Privacy Matters in a Data-Driven Economy

Lori MacVittie Miniature
Lori MacVittie
Published June 15, 2020

Organizations are investing in AI and ML today in significant numbers. According to research from O'Reilly, 85% of respondent organizations are evaluating AI or using it in production. More than half of those identify their AI practice as "mature." 

AI use cases are found in every aspect of business, from IT to security to finance to marketing. The ability to analyze large data sets and discover patterns and relationships in them uncovers insights that can lead to competitive advantage, new business models, and a better digital experience. This is the driving force behind our embarkation on the path to a multi-purpose application analytics platform. We believe there is a need to provide higher value insights than the top ten talkers on the network or biggest bandwidth consumers. Those insights require analysis of data in significant volumes.

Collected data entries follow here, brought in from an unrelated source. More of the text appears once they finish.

Issue #2062, opened 2026-07-26
Add Rust test coverage for the NU6.3 activation gate in propose_orchard_to_ironwood


nuttycom:
## Context

`backend-lib/src/main/rust/migration.rs::propose_orchard_to_ironwood` refuses to build a proposal unless NU6.3 is active at the chain tip:

```rust
match network.activation_height(NetworkUpgrade::Nu6_3) {
    Some(h) if chain_tip >= h => (),
    _ => return Err(anyhow!("Ironwood (NU6.3) is not active yet; ...")),
}
```

That gate is load-bearing. Before activation, `input_selection.rs` picks the output pool on `ironwood_active_at`, so the identical call is still accepted by the input selector but constructs an *Orchard*-pool output — a self-send that migrates nothing and costs a fee. The gate is what turns that silent no-op into an error.

## The problem

Nothing exercises it. Raised in review on #2059:

- `FakeRustBackend` throws for `proposeOrchardToIronwoodMigration`, so no Kotlin test reaches the Rust path.
- `backend-lib` has essentially no Rust test scaffolding — `utils/exception.rs` is the only module with a `#[cfg(test)]` block, and `Cargo.toml` has no `[dev-dependencies]`.

#2059 also added a `cargo test --all-features` CI job, so a test here would actually run.

## What to do

Add a test asserting the gate rejects a pre-activation chain tip. This needs:

- `zcash_client_sqlite` with its `test-dependencies` feature under `[dev-dependencies]` in `backend-lib/Cargo.toml`.
- An in-memory `WalletDb` fixture with a chain tip below the NU6.3 activation height (or on a network where `activation_height(Nu6_3)` is `None`).
- An assertion that `propose_orchard_to_ironwood` returns `Err`, and — ideally — a companion post-activation case asserting the proposal's output lands in the Ironwood pool rather than Orchard, which is the failure mode the gate exists to prevent.

Deferred from #2059 because standing up the fixture is a meaningful addition to land on a release branch.

---

_Filed with the assistance of Claude Code._

Issue #2061, opened 2026-07-26
Stop tolerating missing Ironwood subtree roots once lightwalletd support is widespread


nuttycom:
## Context

`CompactBlockProcessor.getSubtreeRoots` fetches subtree roots for Sapling, Orchard, and Ironwood on every `start()`. A fetch failure for Sapling or Orchard is recorded into the returned `GetSubtreeRootsResult`; the Ironwood fetch's failure is **deliberately swallowed**.

This was introduced in #2059 as a review follow-up. The reason is transitional: no currently deployed lightwalletd answers `GetSubtreeRoots` for `ShieldedProtocol.ironwood` (enum value `2`, added in `zcash/lightwallet-protocol` v0.5.0), so until the server population is upgraded that request fails for every wallet on every sync start. Recording it would surface a `FailureConnection`/`OtherFailure` that the trailing `saplingSubtreeRootList.isNotEmpty()` block discards anyway.

## The problem

This tolerance is intended to be temporary, and nothing currently forces it to be revisited. Once servers do support Ironwood, a genuine Ironwood subtree-root fetch failure — a real server or network fault — will be silently ignored, and the wallet will proceed to spend-before-sync with an incomplete Ironwood commitment tree rather than reporting a failure.

There is also a per-sync latency cost while the tolerance is in place: the shared helper still burns all `GET_SUBTREE_ROOTS_RETRIES` (3) attempts with exponential backoff before giving up, roughly 1.5s added to every sync start.

## What to do

Restore Ironwood to the same failure handling as Sapling and Orchard:

```kotlin
val ironwoodSubtreeRootList =
    fetchSubtreeRoots(ironwoodStartIndex, ShieldedProtocolEnum.IRONWOOD) { failure -> result = failure }
```

and drop the explanatory comment above the three `fetchSubtreeRoots` call sites in `sdk-lib/src/main/java/cash/z/ecc/android/sdk/block/processor/CompactBlockProcessor.kt`.

Alternatively, if the fetch should be skipped rather than tolerated before NU6.3 activation, gate it on the activation height. That needs an activation-height source plumbed into `CompactBlockProcessor` (from the Rust backend or `GetLightdInfo`), which does not exist in the Kotlin layer today — see the existing comment in `getSubtreeRoots` about NU5 and custom networks for why activation-height gating was avoided there.

## Trigger

[...]

PR #2063, opened 2026-07-26
Address review comments on #2059

nuttycom:
Addresses the inline review comments from @pacu on #2059. Branched off `release/v2.7.0-rc.1` and targeted back at it, so the release commit stays at the tip of the release branch.

Deliberately opened without a closing keyword: this is follow-up to review on another PR, and the two issues it references (#2061, #2062) are follow-ups that it does **not** close.

Resolves MOB-1543, MOB-1542

## Commits

| Commit | Comment addressed |
|---|---|
| `85589edd` | CI: emulator.wtf scaffolding + `grep -oP` portability |
| `6e55c4ea` | Proto `reserved 7, 8` + citation drift |
| `61a4ed59` | Missing `@Throws` + the `ValuePool::Orchard` question |
| `d81477fe` | Ironwood subtree-root fetch masking |
| `9d4a1b65` | Changelog breaking changes + migration privacy |

## The one real bug

Removing the emulator.wtf job left `check_emulator_wtf_secrets` defined and still referenced by the Firebase Test Lab job:

```yaml
if: needs.check_firebase_secrets.outputs.has-secrets == 'true'
    && needs.check_emulator_wtf_secrets.outputs.has-secrets == 'false'
```

On any repo or fork where `EMULATOR_WTF_API_KEY` is still configured, FTL skipped itself in deference to a job that no longer exists — instrumentation coverage gone with no failure and no warning.

The Gradle-side scaffolding (the `wtf.emulator` plugin, its maven repo, `zcash-sdk.emulator-wtf-conventions.gradle.kts`, the `gradle.properties` keys) is left in place rather than touching every module's build file on a release branch. None of it disables a job the way the workflow gate did.

## The `ValuePool::Orchard` question: not a bug

The review asked whether pinning `orchard::ValuePool::Orchard` in the PCZT proving path could prove an Ironwood bundle against the wrong circuit. It cannot. `orchard 0.15.3` documents `BundleVersion::circuit_version` as many-to-one, and the body derives only from `protocol_version`:

```rust
pub fn circuit_version(&self) -> OrchardCircuitVersion {
    match self.protocol_version {
        ProtocolVersion::InsecureV1 => OrchardCircuitVersion::InsecurePreNu6_2,
        ProtocolVersion::V2 => OrchardCircuitVersion::FixedPostNu6_2,
        ProtocolVersion::V3 => OrchardCircuitVersion::PostNu6_3,
    }
}
```

`Orchard` is also the only *total* choice: `bundle_version_for_branch(_, ValuePool::Ironwood)` is `None` for every branch before NU6.3, so deriving the pool from the bundle — the suggested fix — would have broken proving for every pre-NU6.3 Orchard PCZT. No behavioural change; the contract is now recorded in a comment so a future divergence surfaces as a documented-contract break rather than as this question again.

## Ironwood subtree roots

The shared fetch helper takes an explicit `onFailure`, so which pools record a failure is stated at the call site:

```kotlin
val saplingSubtreeRootList =
    fetchSubtreeRoots(saplingStartIndex, ShieldedProtocolEnum.SAPLING) { failure -> result = failure }
val orchardSubtreeRootList =
    fetchSubtreeRoots(orchardStartIndex, ShieldedProtocolEnum.ORCHARD) { failure -> result = failure }
val ironwoodSubtreeRootList =
    fetchSubtreeRoots(ironwoodStartIndex, ShieldedProtocolEnum.IRONWOOD) { /* tolerated; see above */ }
```

Sapling and Orchard record exactly as they did on `maint/v2.5.x` before Ironwood existed — checked against the pre-refactor code, where both per-pool loops assigned `result`. Only Ironwood is tolerated, because only Ironwood fails universally today: no deployed lightwalletd answers for `ShieldedProtocol.ironwood`.

That tolerance is transitional and tracked in #2061, referenced from the code comment. Left in past the server rollout it would ignore a genuine Ironwood fault and let spend-before-sync proceed on an incomplete commitment tree.

Activation-height gating (the reviewer's suggestion) was considered and not taken: there is no activation-height concept in the Kotlin layer, so it would mean plumbing one in from the Rust backend or `GetLightdInfo` — more than a release branch should carry. Recorded as the alternative in #2061.

## Found while in there

The subtree-root failure branch called `traceScope.end()` on *every* failed attempt, while `retryUpToAndContinue` swallows the throw and control always reaches the trailing `traceScope.end()`. Each retry closed an already-closed scope and logged `TraceScope ... ended more than once!`. Removed — routine Ironwood failures would have made it constant.

## Not done

- **`.gitignore`**: keeping `.claude/` ignored wholesale. Nothing under it is currently intended to be shared, and the narrower form invites committing local state by accident.
- **Rust test for the NU6.3 gate**: filed as #2062. `backend-lib` has no Rust test scaffolding to hang it on — `utils/exception.rs` is the only module with a `#[cfg(test)]` block and `Cargo.toml` has no `[dev-dependencies]`. A real test needs `zcash_client_sqlite`'s `test-dependencies` feature plus an in-memory `WalletDb` below the NU6.3 activation height.

## Verification

- `cargo check --manifest-path backend-lib/Cargo.toml --all-features`
- `./gradlew ktlint :sdk-lib:compileDebugKotlin :lightwallet-client-lib:compileDebugKotlin` — protoc accepts the `reserved` statement, codegen unchanged
- Every `needs:` in `pull-request.yml` resolves to a defined job
- `sed -n 's/^channel *= *"\([^"]*\)".*/\1/p' rust-toolchain.toml` → `1.92.0`, matching the `grep -oP` it replaces

---

_Opened with the assistance of Claude Code._

### DIFF
--- a/sdk-lib/src/main/java/cash/z/ecc/android/sdk/block/processor/CompactBlockProcessor.kt
+++ b/sdk-lib/src/main/java/cash/z/ecc/android/sdk/block/processor/CompactBlockProcessor.kt
@@ -1345,12 +1345,24 @@ class CompactBlockProcessor internal constructor(
 
         var result: GetSubtreeRootsResult = GetSubtreeRootsResult.Linear
 
-        // Fetching the subtree roots of a pool differs only in which pool is targeted, so the
-        // three per-pool retry loops share one implementation. `result` and `traceScope` are
-        // captured so a failure reports the same way it did when each loop was written out.
+        // Fetching the subtree roots of a pool differs only in which pool is targeted and in
+        // whether a failure is recorded, so the three per-pool retry loops share one implementation.
+        //
+        // Sapling and Orchard record into [result] exactly as they did before Ironwood existed.
+        // Only the Ironwood fetch tolerates failure: no deployed lightwalletd answers for a pool
+        // that activates at NU6.3, so until the server population is upgraded this request fails
+        // for every wallet, on every sync start. Recording that would set a value the trailing
+        // `saplingSubtreeRootList.isNotEmpty()` block discards anyway; tolerating it keeps the
+        // absence of Ironwood roots from reading as a fetch failure.
+        //
+        // This tolerance is transitional and must not outlive the server rollout, or a genuine
+        // Ironwood fetch fault will be ignored and spend-before-sync will proceed on an
+        // incomplete Ironwood commitment tree. Tracked in
+        // https://github.com/zcash/zcash-android-wallet-sdk/issues/2061.
         suspend fun fetchSubtreeRoots(
             startIndex: UInt,
-            shieldedProtocol: ShieldedProtocolEnum
+            shieldedProtocol: ShieldedProtocolEnum,
+            onFailure: (GetSubtreeRootsResult) -> Unit
         ): List<SubtreeRoot> {
             var roots: List<SubtreeRoot> = emptyList()
             retryUpToAndContinue(GET_SUBTREE_ROOTS_RETRIES) {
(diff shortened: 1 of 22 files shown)


pacu (dismissed):
utACK

sdk-lib/src/main/java/cash/z/ecc/android/sdk/block/processor/CompactBlockProcessor.kt
```diff
@@ -1345,12 +1345,24 @@ class CompactBlockProcessor internal constructor(
...
+        // whether a failure is recorded, so the three per-pool retry loops share one implementation.
+        //
+        // Sapling and Orchard record into [result] exactly as they did before Ironwood existed.
+        // Only the Ironwood fetch tolerates failure: no deployed lightwalletd answers for a pool
+        // that activates at NU6.3, so until the server population is upgraded this request fails
+        // for every wallet, on every sync start. Recording that would set a value the trailing
+        // `saplingSubtreeRootList.isNotEmpty()` block discards anyway; tolerating it keeps the
+        // absence of Ironwood roots from reading as a fetch failure.
+        //
+        // This tolerance is transitional and must not outlive the server rollout, or a genuine
```
nullcopy, line 1358: Is this TODO tracked somewhere?

nuttycom: See 3 lines below: https://github.com/zcash/zcash-android-wallet-sdk/issues/2061

nullcopy: :facepalm:

nullcopy (approved):
utACK a88745a412de09e5d17e2aa24959679059b2666a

The key here is data. Data comes from a variety of sources across the code-to-customer path. Applications. Platforms. Application services. Infrastructure. Devices. All are capable of emitting data that can be turned into business value by the right solution. 

The elephant in the room during any discussion on the use of data is, of course, privacy.

Governments around the globe are wrestling with that elephant right now, with respect to our ongoing response to COVID-19. The use of data through contact tracing to balance health and well-being of entire populations versus individual privacy often results in heated debate.

Global Head of AI at F5, Shuman Ghosemajumder, tackled this tricky topic in a commentary published on Dark Reading. In it, he asks and answers a question that is generally applicable to any solution that relies on data:

How can technology help in a way that doesn't fundamentally violate our expectations around privacy?

While Shuman focuses on a narrow use case—contact tracing—the broader question regarding privacy is one that every organization planning on adopting AI and data-driven solutions should be asking and, more importantly, answering.